The researchers successfully developed a boosted decision tree model that used radiomic features extracted from physiologically decomposed diffusion-weighted imaging (PD-DWI) to predict pCR in the scans of 190 female patients who underwent MR imaging.
“A machine learning model using radiomics data derived from PD-DWI achieved higher performance than baseline and benchmark models in predicting pCR following neoadjuvant chemotherapy for breast cancer,” the researchers conclude.
Read the full article, “Radiomics-based Machine Learning Prediction of Neoadjuvant Chemotherapy Response in Breast Cancer Using Physiologically Decomposed Diffusion-weighted MRI.
Follow the Radiology: Imaging Cancer editor on X @RadIC_Editor.

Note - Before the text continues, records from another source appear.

PR #649, opened 2024-03-26
update docstrings and documentation consistent

### LINKED ISSUE #496: List and discuss the name for the plugin design
Thanks to the great work contributed by @superstar54, the plugin design allows new property developers can focus on the functionality and widgets needed for the property itself without knowledge of how other part of QeApp works. 
It decouples the settings of parameters of different calculations by introducing the "Panel" as the base widget class which has some common functionality to interact with other parts of the code.
There are some terminology and methods used but not intuitively straightforward to know what is for, such as "identifier", "get_panel_value" etc.
@superstar54, can you make a list of these names and we can have a discussion with @giovannipizzi? Once we make the stable release at the end of this month, it become a new API for developers and will be hard to change after.

superstar54:
fix #496


superstar54:
Hi @PNOGillespie, thanks for the valuable feedback. Could you please check this PR and see if it makes the text clearer to the user?

docs/source/development/plugin.rst
```diff
@@ -98,14 +98,15 @@ Beside, you need to override the the following methods:
             }
 
         def set_panel_value(self, input_dict):
-            """Set a dictionary with the input parameters for the plugin."""
+            """Set the value of the widgets in the panel from the input dictionary.
+            This method is called when the user wants to reload the panel from the previous calculation.
+            Or reset the panel to the default values."""
```
PNOGillespie, line 103:
```suggestion
            This method is called when the user wants to reload the panel from the previous calculation,
            or reset the panel to the default values."""
```

PNOGillespie (changes requested):
Hi @superstar54, this seems reasonable to me. I've suggested a small correction to the first docstring, but overall this does address the point I raised in the Issue page - nice work.

superstar54:
Thanks @PNOGillespie , I adapted your suggestion.

PR #655, opened 2024-04-02
Add HP code and LiCoO2 example

superstar54:


superstar54:
Already added in #650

RSNA Journals Impact Factors Rank High
All RSNA journals have increased their Journal Impact Factor from 2023 and are ranked in the top 25% in their category, according to the latest Clarivate Analytics Journal Citation Reports. Impact factor is used to measure the relevance and influence of academic journals based on citation data.
Radiology remains dominant, ranking first out of 212 journals in the Radiology, Nuclear Medicine and Medical Imaging category. It has an impact factor of 15.2, up from 12.1 in 2023 and was cited 60,450 times. Published regularly since 1923, Radiology is edited by Linda Moy, MD.
RadioGraphics, edited by Christine Cooky Menias, MD, achieved an impact factor of 5.5 with 15,431 citations.
This is the third year in a row that RSNA’s subspecialty journals, Radiology: Artificial Intelligence, Radiology: Cardiothoracic Imaging and Radiology: Imaging Cancer, have received impact factors.
Radiology: Artificial Intelligence, edited by Charles E. Kahn, Jr., MD, MS, had the largest growth, jumping five points from the previous year to an impact factor of 13.2 with 3,232 citations. Radiology: Imaging Cancer, edited by Gary D. Luker, MD, rose to a 6.3 impact factor with 713 total citations. Radiology: Cardiothoracic Imaging, edited by Suhny Abbara, MD, earned a 4.2 impact factor with 1,380 citations.